Dataset entries
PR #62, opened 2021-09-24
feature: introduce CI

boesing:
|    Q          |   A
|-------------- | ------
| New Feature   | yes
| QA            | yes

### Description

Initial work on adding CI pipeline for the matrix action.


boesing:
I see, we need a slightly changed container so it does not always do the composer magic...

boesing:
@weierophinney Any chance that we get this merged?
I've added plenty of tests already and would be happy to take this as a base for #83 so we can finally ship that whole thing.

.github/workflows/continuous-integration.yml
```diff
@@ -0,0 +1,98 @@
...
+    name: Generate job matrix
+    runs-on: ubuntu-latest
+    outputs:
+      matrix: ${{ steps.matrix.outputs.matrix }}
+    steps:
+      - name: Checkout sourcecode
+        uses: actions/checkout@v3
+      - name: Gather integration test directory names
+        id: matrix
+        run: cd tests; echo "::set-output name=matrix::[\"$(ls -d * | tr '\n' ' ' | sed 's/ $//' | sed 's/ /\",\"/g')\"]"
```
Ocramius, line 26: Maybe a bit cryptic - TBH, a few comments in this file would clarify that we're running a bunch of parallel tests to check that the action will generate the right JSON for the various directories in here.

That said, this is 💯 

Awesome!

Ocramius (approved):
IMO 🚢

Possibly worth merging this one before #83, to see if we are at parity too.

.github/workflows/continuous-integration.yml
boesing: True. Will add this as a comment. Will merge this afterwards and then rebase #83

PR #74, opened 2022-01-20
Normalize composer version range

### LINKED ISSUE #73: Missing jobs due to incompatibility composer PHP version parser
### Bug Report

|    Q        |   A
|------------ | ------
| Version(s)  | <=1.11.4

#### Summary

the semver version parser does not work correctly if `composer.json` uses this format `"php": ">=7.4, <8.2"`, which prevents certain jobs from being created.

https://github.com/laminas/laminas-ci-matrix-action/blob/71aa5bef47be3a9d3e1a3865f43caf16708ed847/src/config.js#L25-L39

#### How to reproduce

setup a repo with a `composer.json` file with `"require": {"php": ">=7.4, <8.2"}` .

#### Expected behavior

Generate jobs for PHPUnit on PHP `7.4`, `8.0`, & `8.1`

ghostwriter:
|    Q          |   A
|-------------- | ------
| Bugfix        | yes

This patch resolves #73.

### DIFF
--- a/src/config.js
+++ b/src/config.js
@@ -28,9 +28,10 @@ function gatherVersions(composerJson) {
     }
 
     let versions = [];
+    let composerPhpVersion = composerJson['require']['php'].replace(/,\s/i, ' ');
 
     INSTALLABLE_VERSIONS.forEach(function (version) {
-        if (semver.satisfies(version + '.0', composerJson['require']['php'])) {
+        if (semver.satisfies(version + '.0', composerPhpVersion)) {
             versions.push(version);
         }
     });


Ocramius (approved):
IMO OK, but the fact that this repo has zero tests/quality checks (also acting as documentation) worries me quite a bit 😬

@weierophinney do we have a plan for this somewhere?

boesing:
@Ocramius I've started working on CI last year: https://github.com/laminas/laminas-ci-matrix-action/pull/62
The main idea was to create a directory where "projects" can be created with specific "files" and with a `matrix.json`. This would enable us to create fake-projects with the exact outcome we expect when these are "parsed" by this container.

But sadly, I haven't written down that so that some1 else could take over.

Task goal: Where the line containing "I've started working" appears in the records above, begin there and print every line through the last, exactly and with nothing else.

Exercise answer:
@Ocramius I've started working on CI last year: https://github.com/laminas/laminas-ci-matrix-action/pull/62
The main idea was to create a directory where "projects" can be created with specific "files" and with a `matrix.json`. This would enable us to create fake-projects with the exact outcome we expect when these are "parsed" by this container.

But sadly, I haven't written down that so that some1 else could take over.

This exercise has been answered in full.